Synthesis of extracted-pole filters by matrix rotations. Black circles: unit capacitance in parallel to frequency-independent (FI) susceptances (resonating nodes). Circles with (\(\times \)) are FI susceptances (non-resonant nodes), and with (\(+\)) are unit conductance (source, load). Lines are admittance inverters (couplings)
1.1 Accurate Synthesis of Extracted-Pole Filters
This method relies in the well-known accuracy of the coupling matrix synthesis method. To understand the method, let us work with synthesis of a filter with 20 dB of return loss and transmission zeros placed at \([\infty \), \(-1.889\), 1.1512, 1.702] rad/s. Then, the first step is to synthesize a coupling matrix using any of the methods already available in the literature [7]. Then, the circuit is transformed into the arrow form [7] as shown in Fig. 1a (without the blue coupling). After that, each transmission is extracted by means of matrix rotations. The first rotation create a coupling (dashed blue line in Fig. 1a) in such a way that the last three resonators form a triplet that contains the first zero to be extracted. Then, successive rotations push this triplet towards the position where it is required to locate the extracted pole (Fig. 1b and c). After that, a delta-to-star circuit transformation is performed, obtaining the circuit in Fig. 1d. This must be done with each of the transmit zeros, the output of this algorithm is shown in Fig. 1e. Note that the scattering parameters shown in Fig. 1f are preserved throughout the transformation. Figure 2 shows the synthesis of a fully canonical stopband filter, it is evident that the synthesis with the old method [1] produces a response destroyed by round-off errors. Instead, the new method produces a response that matches the ideal equiripple response.

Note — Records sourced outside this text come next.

PR #1585, opened 2026-08-25
fix(schema): validate field defaults

iverc:
## Context

This is 2/3 in the schema-definition validation stack and depends on #1584. Invalid field defaults could be accepted with a schema and fail only when a document attempted to use them.

## Changes

- validate defaults with the same schema-aware JSON conversion used by document creation
- reject malformed or type-incompatible defaults during collection creation
- apply the same validation after JSON schema patches
- cover supported scalar defaults and invalid create/patch cases

## Testing

- [x] `cargo test -p db --test collection`
- [x] `cargo test -p db --test definition`
- [x] `cargo test -p query`
- [x] `cargo clippy -p query -p db --all-targets -- -D warnings`
- [x] `git diff --check`

### DIFF
--- a/crates/db/src/collection/validation.rs
+++ b/crates/db/src/collection/validation.rs
@@ -1,6 +1,31 @@
 use super::*;
 
 impl Collection {
+    /// Matches Go's validateCollectionFieldDefaultValue.
+    pub(crate) fn validate_default_values(schema: &CollectionVersion) -> Result<()> {
+        for field in &schema.fields {
+            let Some(default) = &field.default_value else {
+                continue;
+            };
+            let value =
+                query::plan::mutation::json_to_normal_value_with_kind(default, Some(&field.kind));
+            let value = value.map_err(|error| {
+                Error::Other(format!(
+                    "default field value is invalid. Collection: {}, Inner: {}",
+                    schema.name, error
+                ))
+            })?;
+
+            if !is_value_compatible_with_kind(&value, &field.kind) {
+                return Err(Error::Other(format!(
+                    "default field value is invalid. Collection: {}, Inner: Field '{}' has incompatible type",
+                    schema.name, field.name
+                )));
+            }
+        }
+        Ok(())
+    }
+
     /// Validate a document against this collection's schema.
     ///
     /// Returns an error if the document contains fields with incorrect types.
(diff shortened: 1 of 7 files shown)


crates/db/src/collection/validation.rs
```diff
@@ -1,6 +1,31 @@
...
 impl Collection {
+    /// Matches Go's validateCollectionFieldDefaultValue.
+    pub(crate) fn validate_default_values(schema: &CollectionVersion) -> Result<()> {
+        for field in &schema.fields {
+            let Some(default) = &field.default_value else {
+                continue;
+            };
+            let value =
+                query::plan::mutation::json_to_normal_value_with_kind(default, Some(&field.kind));
+            let value = value.map_err(|error| {
```
jackzampolin: **[suggestion]** Conversion failures are wrapped as `default field value is invalid. Collection: {name}, Inner: {error}` without `field.name`. The compatibility branch below includes the field name, but DateTime/Float/array conversion errors from `json_to_normal_value_with_kind` do not. SDL still accepts any string as a DateTime `@default`; those now fail here, and a schema with multiple DateTime defaults would not identify which field was invalid.

**Suggestion:** Include `field.name` in the conversion `map_err` the same way the incompatible-type branch does, e.g. `Inner: Field '{field}': {error}`.

vertexclique:
Looks good. Coverage is right and the wiring is minimal.

Worth recording why the atomic path is covered, since it is not obvious from the diff: `validate_default_values` sits in `create_collection_with_txn`, and `create_collections_atomic_inner` calls that per schema, so atomic creation is covered by construction rather than only by the passing positive test. Patch is covered separately in `definition/patch/validate.rs`.

One parity note rather than a defect. Go's `validateCollectionFieldDefaultValue` (`internal/db/definition_validation.go:1203`) validates by attempting real document construction:

```go
_, err := client.NewDocFromMap(ctx, map[string]any{}, col)
if err != nil && !errors.Is(err, client.ErrMissingRequiredField) {
```

so it catches anything document construction rejects, not only kind incompatibility. This PR reimplements the check as convert-then-`is_value_compatible_with_kind`. Same intent, and arguably a clearer error, but the two can drift as document construction gains validation. A line in the doc comment noting the deliberate difference would stop a future reader assuming they are equivalent.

1.2 Synthesis of Cascade-Block Filters
This section presents the overview of the unified analytical method for the synthesis of cascaded n-tuplets prototype filters including non-resonating nodes (NRNs) and extracted pole blocks. This method helps to overcome the issues of accuracy, computation time, and uncertainty of optimization methods used to synthesize some topologies, particularly those that include singlets, doublets, or mixed topologies. To understand the method, let us work with synthesis of a filter with 20 dB of return loss, and withe transmission zeros located at \(-3\), 2, \(\infty \), \(-0.1+0.79i\), \(-0.1-0.79i\), \(\infty \), 3 and \(-2\) rad/s. Complex transmission zeros helps to group delay equalization. The method begins with previously described extracted-pole synthesis arbitrarily defining the transmission zeros, as shown in Fig. 3a. Then, a filter topology transformation is applied by grouped node blocks to obtain the desired topology, as shown in Fig. 3b. Finally, some matrix rotations are applied to remove redundant couplings obtaining the circuit in 3c. The scattering parameters and group delay shown in Figs. 3d and 3e are preserved throughout the topology transformation. Note that this is a circuit of mixed topology: singlet—extracted-pole—quadruplet—doublet, which was not possible to synthesize analytically with the synthesis techniques available before the publication of the papers [4, 6].
![5 circuit illustrations. a. Synthesized Extracted Pole labels the Eq. Singlet, Equivalent Quadruplet, and Eq. Doublet. b. After matrix transformation. c. After matrix rotation. d and e. 2 graphs plot the scattering parameters and group delay respectively versus normalized frequency for S 11 and S 21 curves.](http://media.springernature.com/lw685/springer-static/image/chp%3A10.1007%2F978-3-031-51500-2_11/MediaObjects/609699_1_En_11_Figa_HTML.png)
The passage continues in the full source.